I have just been offered a job about 10 minutes from the airport and would like to know where the best place to live in Dubai would be! I don't need to be that close to the office as long as I can get to work ok by taxi or train? I am a single girl in my 30's and would ideally like to share with a likeminded girl in an area which is local to amenities. I have visited Dubai briefly and like the Marina or JBR area but am worried it will be too expensive to be there?! The budget I have for accommodation is around 5000 AED...is this realistic and can anyone offer any ideas?! Info on the train stops would help too! Thanks very much in advance!


----------



## Free_Spirit (Aug 30, 2009)

believe me it will make sense to be close to your work, driving 2 hours a day is a nightmare
check Deira, Abu Hail (10 min from the airport), Rashidiya, Al Badia, Bur Dubai... good luck


----------



## pickle1973 (Apr 8, 2010)

Thanks Ella and Yousef. I'll check out those areas. I was hoping that the relatively new train would help to get to the airport. I've just checked the map and will be working near Terminal 2, close to the Mazda garage, it that helps with location?


----------



## Free_Spirit (Aug 30, 2009)

pickle1973 said:


> Thanks Ella and Yousef. I'll check out those areas. I was hoping that the relatively new train would help to get to the airport. I've just checked the map and will be working near Terminal 2, close to the Mazda garage, it that helps with location?


go for Abu Hail then, you can almost touch the landing planes from there ))) it's very close to T-2


----------



## pickle1973 (Apr 8, 2010)

Thanks for your help, I'll check it out!


----------



## direct2dubai (Mar 30, 2010)

You can stay in Mirdif, which is about 15 mins to the airport. Lots of expats living there and a nice community feel with 2 shopping centres.

There's a new development being rented out next to Mirdif City Centre. The agent is Salwan Properties. 
website: salwan.ae


I'm sure you can find a studio or 1 bedroom within your budget. Also remember to negotiate as landlords are open to this in the current climate, and you wont lose anything by asking....

Good luck


----------



## ns0035 (Apr 9, 2010)

Hey pickl1973,

Sounds like I'm in the same boat as you...

I'm going to be working close to the airport from about June 1. My employer has elected to spend some time with me to look around, and check out properties in the area. Will continue to chat in this forum, and get back to you if I hear of anything.
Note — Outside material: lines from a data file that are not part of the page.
PR #628, opened 2026-08-26
LCO-5042

leidos-lewys-ward:


chatawayf:
Hi @leidos-lewys-ward, happy to take a look at this but could you:
1. rebase to an updated main branch (currently based on a stale `main`) and
2. group the formatting commits together so that the diff can be viewed cleanly without the formatting changes. Maybe we should just run one big format on the lawmaker directory if it's causing a lot of headaches?

We could also look at adding the formatting commit(s) to a `.git-blame-ignore-revs` file so that we don't lose blame information.

leidos-lewys-ward:
> Hi @leidos-lewys-ward, happy to take a look at this but could you:
> 
> 1. rebase to an updated main branch (currently based on a stale `main`) and
> 2. group the formatting commits together so that the diff can be viewed cleanly without the formatting changes. Maybe we should just run one big format on the lawmaker directory if it's causing a lot of headaches?
> 
> We could also look at adding the formatting commit(s) to a `.git-blame-ignore-revs` file so that we don't lose blame information.

Thanks @chatawayf, these are good points so I've made the changes. I've rebased onto the current main, squashed the reformat commits into one, and added a .git-blame-ignore-revs file so blame still resolves through it. I diffed every file against the previous history afterwards and it's identical, then reran the full test suite and got the same result as before. I think I'd hold off from reformatting everything as that will expand the scope of the PR, but that might be worth doing in a future separate PR in one pass.

I think Neal has already assigned himself to the Jira ticket for review?

landryn-leidos (approved):

landryn-leidos:
I've reviewed the changes, confirmed all tests pass and confirmed the reported issues were fixed.  Everything looks good from here.  I don't think I can merge the changes myself as Sef or Francis are marked as reviewers.

src/docx/Numbering3.cs
chatawayf, line 94: The warning here can be fixed with a `#nullable enable`

leidos-lewys-ward: Resolved

landryn-leidos (approved):
Reverted changes look good and have resolved issue 1A

chatawayf:
We're awaiting @jurisdatum approval before merging into main, specifically for changes in modules outside `lawmaker`. The changes have been deployed to dev separately

src/docx/Numbering3.cs
```diff
@@ -7,437 +7,449 @@
...
+    {
+        Match match = paragraph.Descendants<Run>()
+            .Select(r => NamedListNumRegex().Match(r.InnerText))
+            .Where(m => m.Success)
+            .FirstOrDefault();
+        if (match is null)
+            return;
+
+        var name = match.Groups["name"].Value;
+        AbstractNum absNum = Numbering.GetAbstractNum(ctx.Main, name);
```
jurisdatum, line 371: Could you check the case where the newly matched unquoted name has no corresponding `<w:name>` in `numbering.xml`? `GetAbstractNum` can return null here and the next line dereferences it. Built-ins like `LegalDefault` can take that path when they have no corresponding named abstract definition, as in `test49.docx`.

Since a paragraph can hold several `LISTNUM` fields, I think this wants to select the first resolvable match rather than return on the first unresolved one. `test49.docx` has `LISTNUM LegalDefault \l 2` immediately followed by `LISTNUM "SEQ1" \l 2 \s 1` in the same paragraph, so which one wins here has changed. That paragraph’s style carries no numbering, so it doesn’t actually reach this code today.

src/parsers/common/fields/ListNum.cs
```diff
@@ -9,223 +9,259 @@
...
-        int fieldLvl = -1;
+        var fieldLvl = -1;
         match = Regex.Match(fieldCode, @"\\l (\d)");
-        if (match.Success) {
+        if (match.Success)
+        {
             fieldLvl = int.Parse(match.Groups[1].Value) - 1; // fieldLvl is 0 based
         }
-        int fieldStart = -1;
+        else if (Regex.IsMatch(fieldCode, @"\\l \(\d+\)"))
```
jurisdatum, line 168: Could you check an unresolved name combined with `\l (2) \s 1`? This new branch sends it to `FormatNumber(name, …)`, which dereferences a missing abstract-number definition and throws. Previously the catch-all returned a plain number; a guard falling back to that would keep its stated purpose of not throwing.

jurisdatum (commented):
Do you have a source-derived fixture with the parenthesized `\l (N)` form? `field-codes.docx` covers the unquoted/double-spaced `seq1` case, but I couldn’t find a parenthesized operand in any committed fixture. That means the `\l (N)` handling, including the behavior restored by `064d9ff1`, isn’t pinned by anything in the repository. It might be worth preserving the motivating field shape as a regression test.

src/parsers/common/fields/ListNum.cs
leidos-lewys-ward: Updated Numbering3.HandleNamedListNum so that it now iterates all LISTNUM matches in a paragraph and picks the first one that actually resolves via GetAbstractNum, rather than blindly dereferencing the first match.

leidos-lewys-ward:
Hi @jurisdatum,

I've addressed your points in commit fa37c51 as follows:

> Do you have a source-derived fixture with the parenthesized `\l (N)` form? `field-codes.docx` covers the unquoted/double-spaced `seq1` case, but I couldn’t find a parenthesized operand in any committed fixture. That means the `\l (N)` handling, including the behavior restored by `064d9ff1`, isn’t pinned by anything in the repository. It might be worth preserving the motivating field shape as a regression test.

I've added a regression paragraph to test/lawmaker/wsi/field-codes.docx/.xml using the real-world field code (LISTNUM  seq1 \l (2) \s 1) I found in the actual Springwell Solar DCO test document (see LCO-5042 jira ticket), appended as a new sibling paragraph tag at the end of article 8 so it doesn't disturb any existing numbering/structure.

> Could you check the case where the newly matched unquoted name has no corresponding <w:name> in numbering.xml? GetAbstractNum can return null here and the next line dereferences it. Built-ins like LegalDefault can take that path when they have no corresponding named abstract definition, as in test49.docx.

> Since a paragraph can hold several LISTNUM fields, I think this wants to select the first resolvable match rather than return on the first unresolved one. test49.docx has LISTNUM LegalDefault \l 2 immediately followed by LISTNUM "SEQ1" \l 2 \s 1 in the same paragraph, so which one wins here has changed. That paragraph’s style carries no numbering, so it doesn’t actually reach this code today.

Updated Numbering3.HandleNamedListNum so that it now iterates all LISTNUM matches in a paragraph and picks the first one that actually resolves via GetAbstractNum, rather than blindly dereferencing the first match.

> Could you check an unresolved name combined with \l (2) \s 1? This new branch sends it to FormatNumber(name, …), which dereferences a missing abstract-number definition and throws. Previously the catch-all returned a plain number; a guard falling back to that would keep its stated purpose of not throwing.

I've updated ListNum.CatchAllListNums to guard the FormatNumber(name, …) call behind a resolution check, falling back to "(1)" (matching the existing no-name behavior) instead of letting the function throw an exception.

jurisdatum (approved):
Great work. Well done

Might sound a bit odd, but my employer will be providing me with a 4-bedroom apartment/villa upon commencement, even though I'm on my own. I know you're looking for some short term accomodation options.



pickle1973 said:


> Hi there..this is my first post so apologies if I do something wrong!
> 
> I have just been offered a job about 10 minutes from the airport and would like to know where the best place to live in Dubai would be! I don't need to be that close to the office as long as I can get to work ok by taxi or train? I am a single girl in my 30's and would ideally like to share with a likeminded girl in an area which is local to amenities. I have visited Dubai briefly and like the Marina or JBR area but am worried it will be too expensive to be there?! The budget I have for accommodation is around 5000 AED...is this realistic and can anyone offer any ideas?! Info on the train stops would help too! Thanks very much in advance!


----------



## Dubai 2106 (Jan 22, 2010)

Merdif is a good choice considering the work location


----------



## tierento (Jan 12, 2010)

I travel from the marina to the airport everyday and it takes 30 mins each way, no problems. I like the drive because you basically site on 100 the whole way. 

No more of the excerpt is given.